**Instructions to follow**
Work through the listing below and state how many of its lines hold the word "update". Give no other output.

-- Opening Marker --

PR #3991, opened 2022-11-24
fix resolverPath:root to make it work with monorepo resolvers outside of root directory

paulm17:
Does not close any particular issue.

This is the 2nd fix after the initial PR for https://github.com/blitz-js/blitz/pull/3953.  Hopefully all use cases work now.  🙏 

This change does not affect the documentation.

## Bug Checklist

## Feature Checklist


packages/blitz-rpc/src/loader-client.ts
```diff
@@ -41,7 +41,8 @@ export async function transformBlitzRpcResolverClient(
 ) {
   assertPosixPath(id)
   assertPosixPath(root)
-  const resolverFilePath = "/" + posix.relative(root, id)
+  let resolverFilePath = "/" + posix.relative(root, id)
+  resolverFilePath = normalize(join(normalize(root), resolverFilePath.replace("/", sep)))
```
siddhsuresh, line 45:
```suggestion
  const resolverFilePath = normalize(join(normalize(root), "/" + posix.relative(root, id).replace("/", sep))).replace(/\\/g, "/")
```

packages/blitz-rpc/src/loader-server-resolvers.ts
```diff
@@ -41,7 +41,8 @@ export async function transformBlitzRpcResolverServer(
   assertPosixPath(id)
   assertPosixPath(root)
 
-  const resolverFilePath = "/" + posix.relative(root, id)
+  let resolverFilePath = "/" + posix.relative(root, id)
+  resolverFilePath = normalize(join(normalize(root), resolverFilePath.replace("/", sep)))
```
siddhsuresh, line 45:
```suggestion
  const resolverFilePath = normalize(join(normalize(root), "/" + posix.relative(root, id).replace("/", sep))).replace(/\\/g, "/")
```

siddhsuresh (commented):
Hey @paulm17, adding the `.replace(/\\/g, "/")` makes it windows compatible

packages/blitz-rpc/src/loader-utils.ts
```diff
@@ -69,6 +69,15 @@ export function convertPageFilePathToRoutePath({
...
       path = path.replace(join(normalize(appRoot), extraPath.replace("/", sep)), "")
+
+      // change paths included in includeRPCfolders setting only
+      if (
+        normalize(absoluteFilePath).includes(
+          normalize(extraPath.replace("../", "").replace("../", sep)),
+        )
+      ) {
+        path = join(normalize(extraPath.replace("../", "").replace("../", sep)), path)
+      }
```
flybayer, line 80: can you explain how this fixes it? 

We should try to find another way to fix this that doesn't rely on hard coding `../` values.

lastly, can you update the integration test with a reproduction of the bug you have in your app? I need that to understand what the problem is and so we can make sure it doesn't break in the future.

paulm17: > We should try to find another way to fix this that doesn't rely on hard coding ../ values.

Yes, this is what I mentioned in discord about needing some help.  I tried some functions like normalise and I couldn't find a better way.  I absolutely agree with your comment.

> can you explain how this fixes it?

Primarily, I had to update resolverFilePath in other files to reflect the original change from relative to absolute path in the original PR.  Doing this change, ensured that the output was always uniform.

Secondly, if our next config, blitz param is like this:

```
resolverPath: "root",
includeRPCFolders: ["../../modules"],
```

The request urls become:

> http://localhost:3001/api/rpc/modules/dam/queries/getDam

Otherwise if I remove that code.  It becomes:

> http://localhost:3001/api/rpc/dam/queries/getDam

I think this approach is correct, as if there was another workspace with duplicate names for the components and or queries/mutations.  This may lead to issues.  I think we should cover all use cases.

paulm17: Would this be a better change?

```
// change paths included in includeRPCfolders setting only
const baseRPCFolder = sep + extraPath.replace(/^(?:\.\.\/)+/, "")

if (normalize(absoluteFilePath).includes(baseRPCFolder)) {
    path = join(baseRPCFolder, path)
}
```

flybayer: @paulm17 get the integration test added, and then I look at how to refactor this

paulm17:
Hope it's ok.  I had asked for confirmation on discord on what to do and just went ahead with doing a PR.  Let me know if there's anything else I need to do to get this resolved.  Thanks!

integration-tests/rpc-path-root/test/index.test.js
```diff
@@ -49,11 +49,16 @@ function runTests(dev = false) {
...
+        const data = await fetchViaHTTP(
+          appPort,
+          "/api/rpc/no-suspense/app/queries/getNoSuspenseBasic",
+          null,
+          {
+            method: "POST",
+            headers: {"Content-Type": "application/json; charset=utf-8"},
+            body: JSON.stringify({params: {}}),
+          },
+        ).then((res) => res.ok && res.json())
```
flybayer, line 61: this test should not change. For this app with it's current config, the rpc path should be `/api/rpc/queries/getNoSuspenseBasic`.

so we need to app a **new** integration test to reproduce and test for the issue that @paulm17 is having

packages/blitz-rpc/src/loader-utils.ts
```diff
@@ -67,8 +67,19 @@ export function convertPageFilePathToRoutePath({
     path = resolverBasePath(path)
   } else if (resolverBasePath === "root") {
     path = path.replace(normalize(appRoot), "")
+
     for (const extraPath of extraRpcBasePaths) {
       path = path.replace(join(normalize(appRoot), extraPath.replace("/", sep)), "")
+
+      let baseRPCFolder = sep + extraPath.replace(/^(?:\.\.\/)+/, "")
```
flybayer, line 74: we still need to fix this to not hard code `../`

flybayer (changes requested):

flybayer:
closed in favor of https://github.com/blitz-js/blitz/pull/4045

-- Closing Marker --

**Reply to the task**
2